Cherubim and Seraphim - Investigation

Investigation

A second teenager, Jacko Lever, is reported missing. As Morse is on holiday, his Detective Sergeant Lewis (Kevin Whately) is placed with another Inspector, the more methodical and soon to retire DCI Holroyd (John Junkin). Lewis (who is studying for inspector) is in charge of the search for Jacko with Holroyd observing him. The teen is eventually found dead in a railway tunnel; another suicide.

Both Marilyn and Jacko are found to have ingested the same pill before their death, although it is not immediately recognizable to the pathologist. A friend of Marilyn's, Vicky Wilson (Liza Walker), goes missing, which adds a degree of urgency to the investigation. Morse and Lewis learn more about rave culture from a younger drugs squad officer and they manage to discover a periodical unofficial 'rave' event called CHERUB which Marilyn, Vicky and Jacko have been attending.

During the investigation, Lewis is shown having difficulty connecting with his teenage daughter, who plays her choice of pop music very loudly (Lewis remarks that it is nearly as bad as Morse's operas), and seems to be displaying teenage angst.
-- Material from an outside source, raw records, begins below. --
PR #3153, opened 2023-11-28
[ fix ] Fix docs build

dunhamsteve:
It looks like `sphinx-ci.yml` is just running sphinx to see if it succeeds.  It doesn't seem to do anything with the results.  On this assumption, I've replaced the `ammaraskar/sphinx-action` action with a direct invocation of sphinx in the ubuntu container.

### DIFF
--- a/.github/workflows/ci-sphinx.yml
+++ b/.github/workflows/ci-sphinx.yml
@@ -21,6 +21,6 @@ jobs:
     - name: Build docs
       run: |
         sudo apt-get install -y python3-sphinx
-        pip3 install sphinx-rtd-theme
+        pip3 install -r requirements.txt
         cd docs
         make html
--- a/.github/workflows/ci-sphinx.yml
+++ b/.github/workflows/ci-sphinx.yml
@@ -21,6 +21,6 @@ jobs:
     - name: Build docs
       run: |
         sudo apt-get install -y python3-sphinx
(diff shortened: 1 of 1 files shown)


.github/workflows/ci-sphinx.yml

Lewis is also struggling to memorise the turgid details of Traffic Policing as part of his preparation for an examination that could result in him being promoted to Inspector. (Of course, following the end of the "Morse" series, Lewis reappears in a similar TV series of his own, titled "Lewis". He has become an Inspector, but not with the intellectual brilliance or background of Morse, although Lewis does follow some of Morse's empathetic and irregular approaches to detective work. In this later series Lewis is assisted by Detective Sergeant Hathaway, who is young, but intellectually similar to Morse.)
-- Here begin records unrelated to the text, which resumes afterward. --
PR #3162, opened 2023-12-12
[fix] correctly pass environment vars to the RefC compiler

AdamHarries:
This patch fixes some oversights in `CC.idr`, and passes the contents of the `CFLAGS` and `LDFLAGS` environment variables down to the RefC C compiler. 

Additionally, it introduces a simple test exercising this behaviour, by building a simple shared library, compiling it, and then correctly using it from Idris2. See the comment in `tests/RefC/ccompilerArgs/run` for more details.

      `CONTRIBUTORS.md`).


AdamHarries:
It looks like the newly added test is failing on Ubuntu/Nix (but not windows?) which is interesting. I'll try and dig in when I have time.

src/Compiler/RefC/CC.idr
```diff
@@ -41,6 +43,14 @@ findLDFLAGS
          | Just ldflags => pure ldflags
        pure ""
 
+findLDLIBS : IO String
+findLDLIBS
+  = do Nothing <- getEnv "IDRIS2_LDLIBS"
```
buzden, line 48: It should be `idrisGetEnv` instead of `getEnv` in the whole file, because this function checks for the presence of used environment variables in the help description.

tests/refc/ccompilerArgs/library/Makefile
```diff
@@ -0,0 +1,10 @@
+all: libexternalc.so
+
+externalc.o: externalc.c externalc.h
+	cc -c -fPIC $< -o $@
```
mattpolzin, line 4: Although it may never happen to be necessary, I suggest `$(CC)` here (and on line 7 below) for portability.
```suggestion
	$(CC) -c -fPIC $< -o $@
```

AdamHarries: Agreed. I had something like this in a previous version of this patch, but had some difficulties with my setup. I'll give it another shot, as I agree that it is the way we *should* be doing it.

AdamHarries: Also, it may be that this is the cause of the failing makefile on NIX & Ubuntu.

src/Compiler/RefC/CC.idr
AdamHarries: Done. It does introduce a dependency on `Idris.Env`, but I think that's acceptable.

mattpolzin:
Interestingly, I cannot reproduce the above failure when I check this branch out and build it via Nix locally. You may have to add a commit where you don't dump all the build output to `/dev/null` to see if anything in there is enlightening!

AdamHarries:
> Interestingly, I cannot reproduce the above failure when I check this branch out and build it via Nix locally. You may have to add a commit where you don't dump all the build output to `/dev/null` to see if anything in there is enlightening!

Ah, I was hoping to avoid that! But given that you can't reproduce it separately it seems like it's the only reasonable course of action. At least we should get some sort of error!

AdamHarries:
I think the issue is with the -pie flag to the linker, which should be vaguely harmless, but it's possible that I'm wrong about that. I've replaced it with a different "harmless" flag, that should be even more harmless!

mattpolzin:
Looks like you got it!

mattpolzin:
This looks pretty good to me, but I'll give @madman-bob a ping and some time to check in on this.

src/Compiler/RefC/CC.idr
```diff
@@ -68,6 +79,8 @@ compileCObjectFile {asLibrary} sourceFile objectFile =
               "-o", objectFile,
               "-I" ++ refcDir,
               "-I" ++ cDir]
+              ++ (words cppFlags)
+              ++ (words cFlags)
```
madman-bob, line 83: Using `words` here will cause issues with quoted spaces, such as in filenames. This is one of the few cases where we *don't* want to escape a string for a command. It should be concatenated on as a string, after `escapeCmd` has run.

eg. `escapeCmd (...) ++ " " ++ cppFlags ++ " " ++ cFlags`

AdamHarries: Ah, that's an alternative approach that I hadn't considered! I'll give it a shot and see if it still has the correct behaviour.

AdamHarries: From a local test, it looks like that also has the behaviour that we want, so I've made the change and I'm running it through CI now.

mattpolzin (approved):

buzden (approved):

Lewis also quickly grasps the teenage rave-party characters' interest in paisley-like fractal art. He understands, intuitively, that fractals are an aspect of Chaos Theory and is clearly interested. Morse struggles to understand this. But one of the concepts of Chaos Theory is echoed in the plot: a tiny event in a distant place can have unpredictable, and huge consequences, elsewhere. Seemingly separate things in the world are in fact connected, and there are unexpected patterns in randomness.
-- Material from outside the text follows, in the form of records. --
PR #3163, opened 2023-12-12
[doc] add note regarding C header inclusion to FFI documentation

AdamHarries:
A small addition to the FFI documentation showing an example of including a header file in the generated C code.


mattpolzin:
Nice addition! Thanks.

mattpolzin (approved):

mattpolzin:
My only suggestion would be that it could be moved under the "C Sidenote" below which could be renamed "C Details" but I would merge this as is, too.

AdamHarries:
> My only suggestion would be that it could be moved under the "C Sidenote" below which could be renamed "C Details" but I would merge this as is, too.

I considered doing this, but was unsure as to whether the "C Sidenote" was a sidenote to the Scheme section, or about RefC in general. I think it might be worth a follow-up patch to document each backend a little bit more clearly.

In the same way that Lewis sees connections between the teenage rave-party characters and his own daughter, Morse is stimulated by the suicide of his niece to reflect on his own troubled teenage years. He explains to Lewis that his parents divorced when he was young, and he initially lived with his mother. But after she died, he went to live with his father, who had remarried. Morse's step-mother disliked him at that time, and, in this story, as an old woman with dementia, she dislikes him still. Morse has a good relationship with his step-sister. Tellingly, Morse reveals that, as a rebellious teenager he deliberately read poetry because he knew his step-mother did not understand or like it. He traces much of his intellectual approach to life to his rebellion against his step-mother. For example he says that he spent school holidays visiting parish churches and investigating their architecture and art.

Crucially, Morse confesses to Lewis that, when he was 15 years old he was so distressed by home-life that he decided he would commit suicide. To prepare for this he created a list of as many different ways of killing himself as he could imagine. For each one he considered to what extent it would hurt his father, or his step-mother, or his step-sister. When he had completed the list he realised how clever he must be to have worked so much out. (He agrees, with a half-smile, as he tells this to Lewis, that he was vain then, about his intellect, and is still vain.) He concluded, having made this list, that he must be too clever to waste his cleverness by killing himself.

This single episode reveals almost all that is known about the young Morse, and his path to the much older person who is the centre of the stories.